PR #51, opened 2021-04-29
Rename channels to streams

nrdxp:
I realize this is a bit of a bikeshed, but words matter. After using Nix for 3 years it was enough for me to have an extreme reaction to the word "channels" and their associated updates. I don't think I'm alone in this. In fact, I'd be willing to bet that upstream explicitly removed any mention of the word from flakes for a very good reason. They wanted to make it clear that the painful impurities aligned with channels were a thing of the past.

I was a bit distraught to see that they are trying to be revived here, and so I thought I'd offer up a reasonable alternative. This may not matter much to newer Nix users, but to those who have used Nix stable for a little while, channels are the worst thing Nix has to offer. They break the contract of purity without even being clear about it, leaving you to discover that on your own after a few painful system upgrades.

With that said, I realize that the personal pronound is used extensively throughout this write up, and I understand it is an opinionated change that has 0 impact on usability. Therefore, I wouldn't blame you for rejecting my proposal outright. However, upstream is trying to kill the "channels" nomenclature for a good reason. Please don't keep it on life support.

### DIFF
--- a/README.md
+++ b/README.md
@@ -16,8 +16,8 @@ This flake provides two main features (visible from `flake.nix`):
 - `nixosModules.saneFlakeDefaults` - Configures `nix.*` attributes. Generates `nix.nixPath`/`nix.registry` from flake `inputs`, sets `pkgs.nixUnstable` as the default also enables `ca-references` and `flakes`.
 - `lib.systemFlake { ... }` - Generates a system flake that may then be built.
 - `lib.exporter.modulesFromListExporter [ ./a.nix ./b.nix ]` - Generates modules attributes which looks like this `{ a = import ./a.nix; b = import ./b.nix; }`.
-- `lib.exporter.overlaysFromChannelsExporter channels` - Collects all overlays from channels and exports them as an appropriately namespaced attribute set. Users can instantiate with their nixpkgs version.
-- `lib.builder.packagesFromOverlayBuilderConstructor channels pkgs` - Similar to the overlay generator, but outputs them as packages, instead. Users can use your cache.
+- `lib.exporter.overlaysFromStreamsExporter streams` - Collects all overlays from streams and exports them as an appropriately namespaced attribute set. Users can instantiate with their nixpkgs version.
+- `lib.builder.packagesFromOverlayBuilderConstructor streams pkgs` - Similar to the overlay generator, but outputs them as packages, instead. Users can use your cache.
 
 
 # Examples #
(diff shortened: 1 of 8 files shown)


systemFlake.nix
```diff
@@ -5,8 +5,8 @@
 , supportedSystems ? flake-utils-plus.lib.defaultSystems
 , inputs
 
-, channels ? { }
-, channelsConfig ? { }
+, streams ? { }
+, streamsConfig ? { }
```
Pacman99, line 9:
```suggestion
, channels ? { }
, channelsConfig ? { }
, streams ? channels
, streamsConfig ? channelsConfig
```
For proper api deprecation protocol

Pacman99 (changes requested):
Target PR to staging.
I like the name, it doesn't have any reference to previous impurities in nix. It sounds really nice. And it still has the relation to "channels" so its self explanatory to anyone who has used channels. You hear the name and you think of nixpkgs versions.

flake.nix
```diff
@@ -9,7 +9,7 @@
       fupArgs = { flake-utils-plus = self; };
       systemFlake = import ./systemFlake.nix fupArgs;
       packagesFromOverlaysBuilderConstructor = import ./packagesFromOverlaysBuilderConstructor.nix fupArgs;
-      overlaysFromChannelsExporter = import ./overlaysFromChannelsExporter.nix fupArgs;
+      overlaysFromStreamsExporter = import ./overlaysFromStreamsExporter.nix fupArgs;
```
Pacman99, line 12: I don't think you renamed the file

Pacman99 (approved):
LGTM, just needs a file rename and `channels` deprecation lines

README.md
```diff
@@ -66,27 +66,27 @@ in flake-utils-plus.lib.systemFlake {
 
 
   ################
-  ### channels ###
+  ### streams ###
   ################
```
gytis-ivaskevicius, line 70: Misaligned lines 68 and 70 :D

systemFlake.nix
gytis-ivaskevicius: Not resolved. `channels` and `channelsConfig` will not work the way its defined now

systemFlake.nix
```diff
@@ -62,8 +64,8 @@ let
     "hosts"
     "hostDefaults"
     "nixosProfiles"
-    "channels"
-    "channelsConfig"
+    "streams"
+    "streamsConfig"
```
gytis-ivaskevicius, line 68: old `channels` and `channelsConfig` should not be removed for backward compatibility

gytis-ivaskevicius (changes requested):
What is the reason for choosing word `stream`?  Is this official? 

All in all, I am not a big fan of these changes - from my point of view it is adding more confusion to the end-user, word `stream` makes me think of Nats/Kafka/etc messaging and Rx pattern

Maybe something like `pkgsSet` would be more appropriate? (tho it sounds misleading as well :/ )

Anyways, I'd like to stick with the term `channels`, unless it was more or less officially renamed to something else or a better term pops up into somebody's mind

gytis-ivaskevicius:
Also actions arent running on your repo for some reason :thinking: https://github.com/nrdxp/flake-utils-plus/actions

README.md
nrdxp: > What is the reason for choosing word stream? Is this official?

Just some brainstorming. Also considered `nubs`, `pkgsets`, `stubs`, `sources`and `pkgstreams`. Decided since streams we're related to channels the association should be obvious enough.

As far as being official, well there is:
NixOS/nix#e2af11ce071fc109ad3e517bf15a87024d0a9ae5

Which explicitly removed channels from the manpages in favour of pulling from nixpkgs directly. I could have swore that, when flakes were brand new, there was some discussion about the move away from channels, but I can't seem to find it anywhere so it might be my imagination. It was about 2 years ago after all.

systemFlake.nix
nrdxp: forced pushed a fix, is that enough to do it?

gytis-ivaskevicius:
I gave some thought to this topic and decided that this changeset is not going to get merged. The whole point of fup is to simplify end-users system setup and creating custom terms just because it brings up bad memories is just counter-intuitive and overall in poor taste.

To quote @NobbZ
> Common nix literature still calls those branches we use as "channels", therefore I think it's counter productive to rename them in FU+
> Though indeed I'd appreciate if upstream/nix would use different nomenclature for the "declarative input branches for flakes", not really sure about the wording either

nrdxp:
For the record, with that last bit, NobbZ seems to agree with my poor taste :stuck_out_tongue_winking_eye:

In all seriousness, I understand it was a long shot anyway. Thanks for indulging me :+1:

PR #52, opened 2021-05-02
always use self.pkgs instead of channels

Pacman99:
this allows systemFlake to be called multiple times without having to pass `channels` each time. As long as it just uses self.pkgs, nixpkgs will only get evaluated once and all systemFlake calls use the same channels set

I'm thinking something like this:
```
let
  darwinSystems = systemFlake {
    inherit self inputs;
    hostDefaults = { builder = nix-darwin.lib.darwinSystem; };
    hosts = { Morty = { modules = [ ./Morty.nix; ]; }; };
  };
  nixosSystems = systemFlake {
    inherit self inputs;
    hosts = { Morty = { modules = [ ./Morty-nixos.nix ]; }; };
  };
in
systemFlake {
  inherit self inputs;
  inherit (darwinSystems) darwinConfigurations;
  inherit (nixosSystems) nixosConfigurations;
  channels = ...
}
```

### DIFF
--- a/systemFlake.nix
+++ b/systemFlake.nix
@@ -42,7 +42,7 @@ let
     { channelName ? "nixpkgs"
     , system ? "x86_64-linux"
     , output ? "nixosConfigurations"
-    , builder ? channels.${channelName}.input.lib.nixosSystem
+    , builder ? (getChannels system).${channelName}.input.lib.nixosSystem
     , modules ? [ ]
     , extraArgs ? { }
       # These are not part of the module system, so they can be used in `imports` lines without infinite recursion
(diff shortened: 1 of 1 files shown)


blaggacao:
Ui! Excellent motivation. I was wondering this for a while now, this looks like the cleanest solution.

blaggacao:
> As long as it just uses self.pkgs, nixpkgs will only get evaluated once and all systemFlake calls use the same channels set

I'm not an expert enough, but this looks on the surface like some really elegant fixed point magic, here. Correct?

Pacman99:
> I'm not an expert enough, but this looks on the surface of it like some really elegant fixed point magic, here. Correct?

Don't know a lot about fixed points in nix either, but it seems like thats the case. The fact that we can pass `self` to `mkFlake` then to `systemFlake` seems like fixed point magic.

gytis-ivaskevicius (approved):
Very simple and powerful. Bravo :)

Issue #49, opened 2020-09-29
Analysis action button: set assignee


kevinlul:
Set the assignee for multiple analyses to a particular user

Requires #37 for mutations

Issue #47, opened 2020-09-29
Analysis action button: change status


kevinlul:
Set the state of multiple analyses to started/finished/cancelled

Requires #37 for mutations

PR #56, opened 2020-09-30
Analysis page layout changes

### LINKED ISSUE #46: Analysis page layout updates
Columns to display: state, pipeline, assignee, notes, updated date, requester, result_hpf_path
Editable fields: notes, result_hpf_path
Add chip buttons for filtering by running status

Requires #37 for mutations

frewmack:
All the changes in issue #46 are handled here, however I made some choices regarding the format that I might need someone to clarify or suggest changes:

- The row data is changed based on the database schema, and the Assignee, Requester and Pipeline columns all display their database IDs instead of a username string. I'm pretty sure displaying the name is better but I just want to be 100% sure.
- I setup the 'Notes' column so that it can be displayed one of two ways (currently using the 1st one):
  1. Display a block of text with fixed width, which expands the height of the row as it gets longer. This option requires that the column be somewhat wide.
  2. Display an Icon that reveals the text notes in an interactive Tooltip when the user hovers over it. No column width/row height changes required.

Closes #46

EDIT: I'll probably re-use this branch for issues #47, #49


kevinlul (commented):
Definitely prefer displaying the actual usernames over their database IDs. I think this can be retrieved by the same API that fetches the user list but if exposing the internal database ID is too leaky in the case of usernames then maybe we can change the backend API to never reveal that, only usernames.

I like the tooltip approach to the notes better since it seems like it can still be copied.

EDIT: Forgot to say this but there's a merge conflict with `master` as #36 was merged.

frewmack:
I changed the analysis rows to use text instead of number IDs, and the notes column now uses the text display as we discussed prior. Should be ready for review now.

react/src/pages/analysis/Analysis.tsx
```diff
@@ -152,48 +198,92 @@ export default function Analysis() {
...
                         rowData => ({
-                            icon: CancelIcon,
+                            icon: Cancel,
                             tooltip: 'Cancel analysis',
                             onClick: () => {
                                 setActiveRow(rowData)
                                 setCancel(true)
                             },
-                            disabled: rowData.status !== PipelineStatus.RUNNING,
+                            disabled: rowData.state !== PipelineStatus.RUNNING,
```
kevinlul, line 245: Should be able to cancel if pending too.

react/src/pages/analysis/Analysis.tsx
```diff
@@ -152,48 +198,92 @@ export default function Analysis() {
...
+                                const dataUpdate = [...rows];
+                                // find the row; assume analysis_id is unique
+                                const index = dataUpdate.findIndex((row, index, obj) => {
+                                    return row.analysis_id === oldData?.analysis_id
+                                });
+
+                                // only update the rows that are allowed
+                                dataUpdate[index].notes = newData.notes;
+                                dataUpdate[index].result_hpf_path = newData.result_hpf_path;
+                                setRows([...dataUpdate]);
```
kevinlul, line 266: Don't think making a copy here again is necessary.

react/src/pages/analysis/Analysis.tsx
```diff
@@ -152,48 +198,92 @@ export default function Analysis() {
...
+                            new Promise((resolve, reject) => {
+                                const dataUpdate = [...rows];
+                                // find the row; assume analysis_id is unique
+                                const index = dataUpdate.findIndex((row, index, obj) => {
+                                    return row.analysis_id === oldData?.analysis_id
+                                });
+
+                                // only update the rows that are allowed
+                                dataUpdate[index].notes = newData.notes;
+                                dataUpdate[index].result_hpf_path = newData.result_hpf_path;
```
kevinlul, line 265: This still mutates the previous state because this is not a deep copy, which might have unexpected consequences. I think you should update the properties on a copy of `dataUpdate[index]` and then replace the array entry, if that makes sense.

react/src/pages/analysis/Analysis.tsx
```diff
@@ -152,48 +198,92 @@ export default function Analysis() {
...
-                        { title: 'Submitted', field: 'dateSubmitted', type: 'string' },
-                        { title: 'Submitted By', field: 'submittedBy', type: 'string' },
-                        { title: 'Project', field: 'project', type: 'string' },
-                        { title: 'Participants', field: 'participants', type: 'string', render: rowData => rowData.participants.join(', ') },
-                        { title: 'Pipeline', field: 'pipeline', type: 'string' },
-                        { title: 'Status', field: 'status', type: 'string' }
+                        { title: 'Analysis ID', field: 'analysis_id', type: 'string', editable: 'never', width: '8%' },
+                        { title: 'Pipeline ID', field: 'pipeline_id', type: 'string', editable: 'never', width: '8%' },
+                        { title: 'Assignee ID', field: 'assignee', type: 'string', editable: 'never', width: '8%' },
+                        { title: 'Requester ID', field: 'requester', type: 'string', editable: 'never', width: '8%' },
```
kevinlul, line 204: Get rid of `ID` in the display name for the latter three to save some display space.

react/src/pages/analysis/Analysis.tsx
```diff
@@ -152,48 +198,92 @@ export default function Analysis() {
...
                     }}
                     actions={[
                         {
-                            icon: VisibilityIcon,
+                            icon: Visibility,
                             tooltip: 'Analysis details',
                             onClick: (event, rowData) => {
-                                setActiveRow((rowData as AnalysisRun))
+                                setActiveRow((rowData as AnalysisRow))
                                 setDetail(true)
```
kevinlul, line 235: For consistency with how the notification panel changes the address bar, this should also be adjusted to use the history API.

kevinlul (changes requested):

frewmack:
I went down a little rabbit hole while trying to get react-router to open the analysis details dialog when I modify the URL through the browser. It turns out that it's more complicated than I originally thought, but I found this helpful link regarding the issue: https://stackoverflow.com/questions/27928372/react-router-urls-dont-work-when-refreshing-or-writing-manually?rq=1

TL;DR sending a new URL from your browser will send a server request instead of a client one that react-router can work with, or it will send back a locally cached page. I can see about setting up a workaround tomorrow if there's interest for it.

react/src/pages/analysis/Analysis.tsx
```diff
@@ -69,60 +71,104 @@ export enum PipelineStatus {
...
+    createAnalysis("A0006", "P02", '/bar/baz/', "User 1", "User 5", PipelineStatus.PENDING, '2020-06-19 10:00 AM', loremIpsum[2]),
+    createAnalysis("A0007", "P03", '/example/path/', "User 2", "User 5", PipelineStatus.RUNNING, '2020-06-19 9:09 AM', loremIpsum[0]),
+    createAnalysis("A0008", "P03", '/example/path/', "User 5", "User 4", PipelineStatus.COMPLETED, '2020-06-20 7:07 AM', loremIpsum[1])
 ];
 
+// Displays notes as an interactive tooltip
+function renderNotes(rowData: AnalysisRow) {
+    return (
+    <Tooltip title={
+        <>
```
annnag, line 136: What's <></> for?

react/src/pages/analysis/Analysis.tsx
```diff
@@ -152,48 +199,96 @@ export default function Analysis() {
...
                         pageSize: 10,
                         filtering: true,
-                        search: false
+                        search: false,
+                        padding: 'dense'
                     }}
                     actions={[
                         {
-                            icon: VisibilityIcon,
+                            icon: Visibility,
```
annnag, line 232: Could add some padding to the left of this icon, it is pretty close to the edge now.

annnag (changes requested):

react/src/pages/analysis/Analysis.tsx
frewmack: I borrowed code from here: https://material-ui.com/components/tooltips/#CustomizedTooltips.tsx
The `<> ... </>` is a [React Fragment](https://reactjs.org/docs/fragments.html). React render functions usually require that you provide a single JSX element to render, so Fragments work like a single parent for multiple child elements that also doesn't affect the style or anything. I technically didn't need it here since there's only 1 child element, but it lets us add more in the future if needed.

annnag: Okay, I see.

react/src/pages/analysis/Analysis.tsx
```diff
@@ -224,8 +227,7 @@ export default function Analysis() {
                     options={{
                         pageSize: 10,
                         filtering: true,
-                        search: false,
-                        padding: 'dense'
```
annnag: I think we want to keep `padding: dense,` beacause we are able to see more rows with this parameter. For the participant table on dashboard, I added `copyIcon: {
        marginLeft: theme.spacing(1),
    }`to style the left most action button so the table looks more symmetrical with the extra margin. Maybe you can also add this to the visibility icon.

annnag (changes requested):

annnag (approved):

kevinlul (approved):
LGTM

PR #58, opened 2020-10-01
React: switch dashboard to show participant table with copy buttons for combined codenames

annnag:
Fixed the participant table and added copy button for copy-pasting codenames.


react/package.json
```diff
@@ -16,6 +16,7 @@
     "@types/react-router": "^5.1.8",
     "@types/react-router-dom": "^5.1.3",
     "@types/react-table": "^7.0.23",
+    "copy-to-clipboard": "^3.3.1",
```
kevinlul, line 19: What's the reasoning behind introducing another dependency instead of directly using the native [synchronous](https://developer.mozilla.org/en-US/docs/Web/API/Document/execCommand) or [asynchronous](https://developer.mozilla.org/en-US/docs/Web/API/Clipboard/writeText) APIs?

react/src/pages/dashboard/ParticipantTable.tsx
```diff
@@ -0,0 +1,98 @@
+import React, { useState } from 'react';
+import { makeStyles } from '@material-ui/core/styles';
+import { Chip, IconButton } from '@material-ui/core';
+import MaterialTable, { MTableToolbar } from 'material-table';
+import { Cancel } from '@material-ui/icons';
+import FileCopyIcon from '@material-ui/icons/FileCopy';
```
kevinlul, line 6: combine import into the destructured import above and put it below the other `@material-ui` import

react/src/pages/dashboard/ParticipantTable.tsx
```diff
@@ -0,0 +1,98 @@
...
+        }else{
+            newTypes[type] = 1;
+        }
+    })
+    return newTypes
+}
+
+export default function ParticipantTable() {
+    const classes = useStyles();
+    const [centre, setCentre] = useState("");
```
kevinlul, line 38: Better variable name would be `participantType` or just `filter` now.

react/src/pages/dashboard/Note.tsx
```diff
@@ -0,0 +1,16 @@
...
+}
+
+export default function Note({ rowData }: NoteProps) {
+    
+    return (
+        <Typography>
+            {rowData.note}
+        </Typography>
+    )
+}
```
kevinlul, line 16: Not quite sure why a whole component in a separate file was created for this?

react/src/pages/dashboard/ParticipantTable.tsx
```diff
@@ -0,0 +1,98 @@
...
+                                <Chip label="Sibling" clickable className={classes.chip} onClick={() => setCentre("Sibling")} />
+                                <IconButton className={classes.chip} onClick={() => setCentre("")}> <Cancel /> </IconButton>
+                            </div>
+                        </div>
+                    ),
+                }}
+                actions={[
+                    {
+                        icon: () => <FileCopyIcon className={classes.copyIcon}/>,
+                        tooltip: 'Copy Participant Codename_Family Codename',
```
kevinlul, line 86: "Copy combined codename"

react/src/pages/dashboard/ParticipantTable.tsx
```diff
@@ -0,0 +1,98 @@
...
+                        onClick: CopyToClipboard,
+                    },
+                ]}
+                localization={{
+                    header: {
+                        actions: '',
```
kevinlul, line 92: Maybe add a comment that this hides the default "Action" label for the leftmost column?

kevinlul (changes requested):
Visually this looks really good! I just have some questions about the implementation.

react/package.json
annnag: With this package, I only need to write one line of code: `copy(toCopy)`.
Without it, I will need to create a DOM object in order to select and copy something, so there would be more code: 
`const dummy = document.createElement("input");`
           ` document.body.appendChild(dummy);`
       `     dummy.setAttribute('value', toCopy);`
          `  dummy.select();`
         `   document.execCommand("copy");`
          `  document.body.removeChild(dummy);`
They both works, so I can switch to use the native API if you think it's better.

kevinlul: That is pretty awful but because we don't care about IE at all, I think you can use the [newer async API](https://caniuse.com/mdn-api_clipboard_writetext) that's well-supported and also one line:
```js
await navigator.clipboard.writeText("foo");
```

annnag:
I noticed that after adding filter by predefined values, the chip buttons no longer work. I will merge master after I fix this problem.

react/src/pages/dashboard/ParticipantTable.tsx
```diff
@@ -0,0 +1,106 @@
...
+    const newTypes: {[key: string]: number} = {};
+    types.map(type => {
+        if(newTypes.hasOwnProperty(type)){
+            newTypes[type] += 1;
+        }else{
+            newTypes[type] = 1;
+        }
+    })
+    return newTypes
+}
```
kevinlul, line 29: There was a type warning because the return value of map is meant to be used (as opposed to forEach) so this should be a forEach loop or using Array.reduce:
```suggestion
const organizeDatasetTypes = (types: string[]) => types.reduce<Hash>(
    (newTypes, type) => {
        if (newTypes[type]) {
            newTypes[type] += 1;
        } else {
            newTypes[type] = 1;
        }
        return newTypes;
    }, Object.create(null));
```

kevinlul (changes requested):

PR #59, opened 2020-10-02
Retrieve usernames for all analyses in one query with three joins

kevinlul:


Madelinehazel (approved):

delvinso (approved):
nice, so this only performs one query! :thumbsup:

Issue #45, opened 2020-09-29
POST /api/_bulk


kevinlul:
Adds each dataset described in each row of the CSV or element of the JSON array, creating missing tissue samples, participants, and families if missing

Input:
- CSV ~~or JSON array~~ (distinguish based on Content-Type)

Output:
- Array of all datasets added in the same format as GET /api/datasets

Example:
- CSV row: participant_codename,sex,participant_type,affected,tissue_sample_type,family_codename,notes
- Create the family if it does not exist already
- Create the participant under the family if it does not exist already
- Create a tissue sample of that type if it does not exist already
- Add a dataset derived from that tissue sample
- Set the created and updated fields as relevant
- Fail if input has ANY inconsistencies (disagreement over participant_type and similar errors from denormalization)

PR #60, opened 2020-10-02
React: add CSV uploads via react-file-drop library

frewmack:
The general layout is in place for these upload forms. 
TODO: 
- ~~[ ] The fields need to align with those in the design document~~ Move to new branch
- [x] Actual upload depends via #45


kevinlul (commented):
Noting some tasks for this branch

- [x] merge or rebase onto latest master
- [ ] get rid of the link to existing dataset in the modals
- [ ] enumerations can be fetched from the backend now but that only relates to the manual portion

-=-=-

Set down the lines above as they stand, starting with the first line and ending with the line that contains "I was a bit".

WRITTEN REPLY =
PR #51, opened 2021-04-29
Rename channels to streams

nrdxp:
I realize this is a bit of a bikeshed, but words matter. After using Nix for 3 years it was enough for me to have an extreme reaction to the word "channels" and their associated updates. I don't think I'm alone in this. In fact, I'd be willing to bet that upstream explicitly removed any mention of the word from flakes for a very good reason. They wanted to make it clear that the painful impurities aligned with channels were a thing of the past.

I was a bit distraught to see that they are trying to be revived here, and so I thought I'd offer up a reasonable alternative. This may not matter much to newer Nix users, but to those who have used Nix stable for a little while, channels are the worst thing Nix has to offer. They break the contract of purity without even being clear about it, leaving you to discover that on your own after a few painful system upgrades.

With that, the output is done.